(Collected data)
● ● ●

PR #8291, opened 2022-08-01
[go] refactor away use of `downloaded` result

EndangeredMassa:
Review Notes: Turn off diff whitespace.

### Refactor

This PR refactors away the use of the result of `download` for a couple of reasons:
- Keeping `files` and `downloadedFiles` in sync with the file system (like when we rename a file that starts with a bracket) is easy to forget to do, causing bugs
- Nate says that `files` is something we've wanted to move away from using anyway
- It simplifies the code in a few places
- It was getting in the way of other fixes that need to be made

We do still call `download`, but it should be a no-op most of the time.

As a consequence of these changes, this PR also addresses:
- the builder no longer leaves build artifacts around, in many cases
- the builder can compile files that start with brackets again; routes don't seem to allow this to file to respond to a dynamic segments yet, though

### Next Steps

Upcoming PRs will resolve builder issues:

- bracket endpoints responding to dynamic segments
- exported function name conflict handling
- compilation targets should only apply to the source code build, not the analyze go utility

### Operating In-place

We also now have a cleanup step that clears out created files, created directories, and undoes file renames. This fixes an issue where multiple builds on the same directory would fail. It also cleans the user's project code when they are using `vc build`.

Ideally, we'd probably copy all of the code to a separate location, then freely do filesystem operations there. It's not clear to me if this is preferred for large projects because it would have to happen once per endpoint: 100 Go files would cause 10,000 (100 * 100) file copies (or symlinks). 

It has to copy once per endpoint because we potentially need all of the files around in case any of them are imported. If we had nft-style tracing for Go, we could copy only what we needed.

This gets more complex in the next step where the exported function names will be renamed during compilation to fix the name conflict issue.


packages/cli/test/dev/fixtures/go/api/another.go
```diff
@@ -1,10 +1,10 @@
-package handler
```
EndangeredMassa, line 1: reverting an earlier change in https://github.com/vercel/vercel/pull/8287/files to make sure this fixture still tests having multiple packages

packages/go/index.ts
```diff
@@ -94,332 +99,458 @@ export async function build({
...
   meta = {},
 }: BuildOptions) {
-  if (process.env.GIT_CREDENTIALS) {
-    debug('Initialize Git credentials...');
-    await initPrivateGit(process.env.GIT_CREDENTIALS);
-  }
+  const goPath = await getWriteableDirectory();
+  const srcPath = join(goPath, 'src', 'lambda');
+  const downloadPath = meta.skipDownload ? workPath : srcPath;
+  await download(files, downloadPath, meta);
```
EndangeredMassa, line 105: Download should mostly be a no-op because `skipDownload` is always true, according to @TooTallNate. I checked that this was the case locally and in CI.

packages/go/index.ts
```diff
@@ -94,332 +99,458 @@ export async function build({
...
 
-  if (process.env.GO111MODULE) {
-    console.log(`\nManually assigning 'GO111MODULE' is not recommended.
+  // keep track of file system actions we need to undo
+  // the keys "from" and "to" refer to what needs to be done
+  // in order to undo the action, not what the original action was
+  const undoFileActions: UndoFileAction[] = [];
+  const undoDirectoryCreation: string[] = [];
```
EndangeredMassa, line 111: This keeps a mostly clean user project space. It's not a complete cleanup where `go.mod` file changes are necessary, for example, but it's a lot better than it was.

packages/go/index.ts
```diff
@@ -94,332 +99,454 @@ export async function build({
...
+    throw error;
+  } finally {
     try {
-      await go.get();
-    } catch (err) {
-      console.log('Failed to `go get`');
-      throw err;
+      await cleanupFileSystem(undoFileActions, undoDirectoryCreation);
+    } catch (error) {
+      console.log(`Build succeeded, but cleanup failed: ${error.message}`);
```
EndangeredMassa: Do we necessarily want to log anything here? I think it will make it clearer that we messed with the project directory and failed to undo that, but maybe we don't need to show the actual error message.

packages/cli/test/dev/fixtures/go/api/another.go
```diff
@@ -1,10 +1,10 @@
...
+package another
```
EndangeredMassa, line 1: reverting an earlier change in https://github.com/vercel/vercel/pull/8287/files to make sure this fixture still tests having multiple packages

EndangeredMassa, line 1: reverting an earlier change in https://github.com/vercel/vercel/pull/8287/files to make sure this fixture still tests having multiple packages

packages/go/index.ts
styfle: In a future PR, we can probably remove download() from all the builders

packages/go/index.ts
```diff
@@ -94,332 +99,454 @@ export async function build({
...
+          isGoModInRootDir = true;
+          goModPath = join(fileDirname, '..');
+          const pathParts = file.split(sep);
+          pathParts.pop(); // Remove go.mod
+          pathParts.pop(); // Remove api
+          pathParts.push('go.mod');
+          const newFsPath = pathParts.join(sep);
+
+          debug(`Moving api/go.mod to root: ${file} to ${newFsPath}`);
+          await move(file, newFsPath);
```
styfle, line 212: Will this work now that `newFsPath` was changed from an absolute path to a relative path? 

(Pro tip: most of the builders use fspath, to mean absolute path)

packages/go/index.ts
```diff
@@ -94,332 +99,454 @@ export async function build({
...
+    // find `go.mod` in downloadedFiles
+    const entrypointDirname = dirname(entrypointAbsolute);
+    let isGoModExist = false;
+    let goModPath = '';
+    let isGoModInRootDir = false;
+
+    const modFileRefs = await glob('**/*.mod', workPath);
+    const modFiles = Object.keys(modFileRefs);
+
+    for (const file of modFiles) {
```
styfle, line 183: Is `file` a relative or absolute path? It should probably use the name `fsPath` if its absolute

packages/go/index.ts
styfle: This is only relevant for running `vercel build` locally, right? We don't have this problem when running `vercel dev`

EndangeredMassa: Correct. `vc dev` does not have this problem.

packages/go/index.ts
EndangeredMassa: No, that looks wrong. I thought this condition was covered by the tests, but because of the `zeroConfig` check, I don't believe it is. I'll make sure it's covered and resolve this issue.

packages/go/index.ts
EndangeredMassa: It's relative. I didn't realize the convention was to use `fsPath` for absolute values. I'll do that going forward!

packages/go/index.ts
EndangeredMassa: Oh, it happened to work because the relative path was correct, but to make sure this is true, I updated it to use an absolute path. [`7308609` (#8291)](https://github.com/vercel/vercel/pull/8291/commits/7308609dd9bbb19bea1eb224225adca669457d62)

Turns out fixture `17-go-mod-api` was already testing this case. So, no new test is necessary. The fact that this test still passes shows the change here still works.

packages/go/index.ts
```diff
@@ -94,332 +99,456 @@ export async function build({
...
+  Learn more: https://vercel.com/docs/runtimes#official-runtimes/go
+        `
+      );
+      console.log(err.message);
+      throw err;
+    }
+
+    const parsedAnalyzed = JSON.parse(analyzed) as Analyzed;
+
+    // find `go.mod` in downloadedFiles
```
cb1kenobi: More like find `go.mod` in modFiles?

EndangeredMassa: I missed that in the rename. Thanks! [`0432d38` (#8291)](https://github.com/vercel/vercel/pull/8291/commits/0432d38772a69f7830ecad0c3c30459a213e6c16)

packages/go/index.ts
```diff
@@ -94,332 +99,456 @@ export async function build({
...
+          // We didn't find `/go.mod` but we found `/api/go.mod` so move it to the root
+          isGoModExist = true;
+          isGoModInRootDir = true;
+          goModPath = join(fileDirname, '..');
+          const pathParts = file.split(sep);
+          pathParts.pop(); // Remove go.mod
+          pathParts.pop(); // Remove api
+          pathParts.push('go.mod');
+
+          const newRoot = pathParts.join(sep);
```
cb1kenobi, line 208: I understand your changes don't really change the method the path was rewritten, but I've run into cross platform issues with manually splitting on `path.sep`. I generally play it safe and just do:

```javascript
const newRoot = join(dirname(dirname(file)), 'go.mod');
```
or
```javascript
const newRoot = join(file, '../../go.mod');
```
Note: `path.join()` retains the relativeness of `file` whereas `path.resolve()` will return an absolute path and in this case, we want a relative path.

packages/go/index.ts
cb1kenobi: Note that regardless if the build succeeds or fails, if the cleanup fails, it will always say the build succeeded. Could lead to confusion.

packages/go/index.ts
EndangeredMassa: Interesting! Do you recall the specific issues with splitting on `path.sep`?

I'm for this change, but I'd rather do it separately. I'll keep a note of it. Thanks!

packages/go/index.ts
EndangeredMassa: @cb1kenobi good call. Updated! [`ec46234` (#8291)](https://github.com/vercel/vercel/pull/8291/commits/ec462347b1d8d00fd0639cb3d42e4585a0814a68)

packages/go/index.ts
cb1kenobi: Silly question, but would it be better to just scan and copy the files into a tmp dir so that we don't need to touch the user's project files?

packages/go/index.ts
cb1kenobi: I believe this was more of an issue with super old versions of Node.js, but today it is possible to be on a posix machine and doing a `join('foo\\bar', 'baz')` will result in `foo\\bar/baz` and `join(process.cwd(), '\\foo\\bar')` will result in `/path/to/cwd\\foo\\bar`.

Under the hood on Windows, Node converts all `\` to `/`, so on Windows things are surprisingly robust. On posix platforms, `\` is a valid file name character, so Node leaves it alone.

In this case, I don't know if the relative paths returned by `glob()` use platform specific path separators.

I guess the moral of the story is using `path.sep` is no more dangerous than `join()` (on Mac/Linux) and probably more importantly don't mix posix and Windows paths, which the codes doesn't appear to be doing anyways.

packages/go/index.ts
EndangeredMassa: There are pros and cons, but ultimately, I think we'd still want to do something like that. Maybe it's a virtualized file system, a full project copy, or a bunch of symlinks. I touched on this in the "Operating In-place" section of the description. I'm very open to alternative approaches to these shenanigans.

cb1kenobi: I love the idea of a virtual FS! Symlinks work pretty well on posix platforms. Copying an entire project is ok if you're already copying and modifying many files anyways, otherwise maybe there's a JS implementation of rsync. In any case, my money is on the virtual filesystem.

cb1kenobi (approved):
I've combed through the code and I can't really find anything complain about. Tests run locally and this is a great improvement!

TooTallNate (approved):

● ● ●

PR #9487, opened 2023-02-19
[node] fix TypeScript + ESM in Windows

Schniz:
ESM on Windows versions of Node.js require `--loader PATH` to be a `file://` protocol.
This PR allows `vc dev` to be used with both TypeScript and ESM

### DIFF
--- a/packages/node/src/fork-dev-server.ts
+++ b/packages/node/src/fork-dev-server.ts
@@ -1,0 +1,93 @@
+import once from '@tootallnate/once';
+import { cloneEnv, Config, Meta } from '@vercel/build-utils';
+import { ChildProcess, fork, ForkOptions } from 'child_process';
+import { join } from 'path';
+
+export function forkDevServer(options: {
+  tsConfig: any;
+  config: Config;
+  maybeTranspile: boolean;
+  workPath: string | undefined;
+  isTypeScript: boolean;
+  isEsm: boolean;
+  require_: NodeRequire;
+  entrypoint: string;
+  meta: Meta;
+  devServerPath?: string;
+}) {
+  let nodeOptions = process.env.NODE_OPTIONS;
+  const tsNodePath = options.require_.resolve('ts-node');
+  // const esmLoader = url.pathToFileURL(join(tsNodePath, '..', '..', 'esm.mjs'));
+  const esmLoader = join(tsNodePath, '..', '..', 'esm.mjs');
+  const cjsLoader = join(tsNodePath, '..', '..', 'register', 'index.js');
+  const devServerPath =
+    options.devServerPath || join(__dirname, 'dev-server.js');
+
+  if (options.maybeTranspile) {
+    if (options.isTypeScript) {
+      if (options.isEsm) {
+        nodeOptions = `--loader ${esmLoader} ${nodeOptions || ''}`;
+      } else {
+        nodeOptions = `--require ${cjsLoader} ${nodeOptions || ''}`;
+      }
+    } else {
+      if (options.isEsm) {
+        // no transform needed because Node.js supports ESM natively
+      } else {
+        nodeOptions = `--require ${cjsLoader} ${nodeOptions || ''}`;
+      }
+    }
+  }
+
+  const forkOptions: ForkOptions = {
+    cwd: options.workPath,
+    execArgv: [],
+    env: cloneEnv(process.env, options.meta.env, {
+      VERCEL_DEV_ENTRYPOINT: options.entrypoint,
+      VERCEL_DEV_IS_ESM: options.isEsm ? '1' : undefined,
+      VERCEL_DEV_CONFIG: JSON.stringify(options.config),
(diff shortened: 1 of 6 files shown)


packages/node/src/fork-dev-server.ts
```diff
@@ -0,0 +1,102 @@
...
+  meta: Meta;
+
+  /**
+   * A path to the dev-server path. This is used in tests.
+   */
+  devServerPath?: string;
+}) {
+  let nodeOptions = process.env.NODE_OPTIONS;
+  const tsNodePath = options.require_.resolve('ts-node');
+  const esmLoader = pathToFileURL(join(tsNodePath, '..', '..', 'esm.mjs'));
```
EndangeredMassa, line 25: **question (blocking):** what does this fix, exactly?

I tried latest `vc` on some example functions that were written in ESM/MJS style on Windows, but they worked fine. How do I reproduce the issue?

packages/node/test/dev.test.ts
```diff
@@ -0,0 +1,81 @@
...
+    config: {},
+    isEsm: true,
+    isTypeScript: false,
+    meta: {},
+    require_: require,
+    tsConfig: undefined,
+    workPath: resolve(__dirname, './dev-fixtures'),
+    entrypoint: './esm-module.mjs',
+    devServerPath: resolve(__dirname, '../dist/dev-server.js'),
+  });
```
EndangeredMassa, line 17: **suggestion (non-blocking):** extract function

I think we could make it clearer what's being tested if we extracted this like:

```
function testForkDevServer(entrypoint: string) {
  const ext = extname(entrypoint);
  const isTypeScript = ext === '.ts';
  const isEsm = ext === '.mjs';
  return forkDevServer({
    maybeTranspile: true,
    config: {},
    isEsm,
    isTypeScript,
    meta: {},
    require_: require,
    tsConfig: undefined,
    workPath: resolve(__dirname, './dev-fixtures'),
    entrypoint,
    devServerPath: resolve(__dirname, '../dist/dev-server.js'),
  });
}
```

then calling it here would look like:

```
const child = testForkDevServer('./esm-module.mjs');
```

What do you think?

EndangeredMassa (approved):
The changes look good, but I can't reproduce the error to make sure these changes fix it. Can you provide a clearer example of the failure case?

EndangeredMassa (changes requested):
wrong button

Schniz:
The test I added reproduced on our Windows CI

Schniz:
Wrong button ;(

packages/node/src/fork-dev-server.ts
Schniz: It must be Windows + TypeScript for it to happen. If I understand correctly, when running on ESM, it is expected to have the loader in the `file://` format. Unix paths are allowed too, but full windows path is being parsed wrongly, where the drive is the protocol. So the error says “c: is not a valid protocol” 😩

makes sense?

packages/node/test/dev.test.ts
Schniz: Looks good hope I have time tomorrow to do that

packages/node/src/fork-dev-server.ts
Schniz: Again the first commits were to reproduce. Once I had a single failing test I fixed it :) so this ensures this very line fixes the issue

● ● ●

Wherever a line in the records contains the word "many", copy that line.

- the builder no longer leaves build artifacts around, in many cases
cb1kenobi: I love the idea of a virtual FS! Symlinks work pretty well on posix platforms. Copying an entire project is ok if you're already copying and modifying many files anyways, otherwise maybe there's a JS implementation of rsync. In any case, my money is on the virtual filesystem.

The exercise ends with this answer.